The potential impact of misleading marketing is inversely proportional to how well buyers understand the problem space.

If Intel or AMD claimed their next generation of CPUs would have twice the single-threaded performance of their current ones, there’d be no shortage of skepticism. We would at least want to see some very good technical reasons for such a thing to be possible. Absent any particular technical info, people would conclude that it must just be something like wider vector units: a change that doubles performance in specific cases, but not more generally.
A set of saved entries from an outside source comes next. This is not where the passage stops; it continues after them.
PR #7226, opened 2026-08-25
Fix Ipswich WhatBinDay lookup

CRZTFR:
Summary:`n- replace the retired console HTML GET lookup with the current Ipswich WhatBinDay V3 app API`n- resolve addresses through the council app bounded geocoder configuration`n- preserve the existing street and suburb arguments and return explicit not-found errors`n`nVerification:`n- Ruff check and format passed`n- live source cases returned 208 Camira events and 210 Redbank events`n- invalid-address control raises SourceArgumentNotFound

### DIFF
--- a/custom_components/waste_collection_schedule/waste_collection_schedule/source/ipswich_qld_gov_au.py
+++ b/custom_components/waste_collection_schedule/waste_collection_schedule/source/ipswich_qld_gov_au.py
@@ -28,7 +28,7 @@ ICON_MAP = {
 BIN_NAMES = {
     "WasteBin": "Waste Bin",
     "RecycleBin": "Recycle Bin",
-    "GreenBin": "GO Bin",
+    "GreenBin": "Garden Organics (GO)",
     "GlassBin": "Glass Bin",
 }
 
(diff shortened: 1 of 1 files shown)


bbr111 (approved):
Thanks for migrating this off the retired console endpoint — pulling the geocoder URL from the app config instead of embedding an API key is a nice touch, and reusing the shared WhatBinDay service is exactly right.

It’s well-understood that a 30% real single-threaded improvement per generation is difficult enough to achieve as it is.

Latency is not so well-understood, so Nvidia can make ludicrous claims about it and probably benefit anyway.

Say you know how the latency difference between a 144 Hz monitor and a 240 Hz monitor feels, and you’re sensitive enough to latency to think it’s important. This Nvidia test comes out showing the difference between 240 Hz and 500 Hz as being about half again bigger than that difference you already know. Is it tempting to buy? How disappointing will it be when the actual difference is smaller?

Say you look at the video frame-by-frame and get some more precise numbers (about 16 ms and 26 ms), but don’t catch that the numbers don’t make sense. Those numbers are huge. Getting any 16 ms improvement from any halfway decent starting point is extremely difficult. Is it tempting to buy? How disappointing will it be when it isn’t the claimed revolution?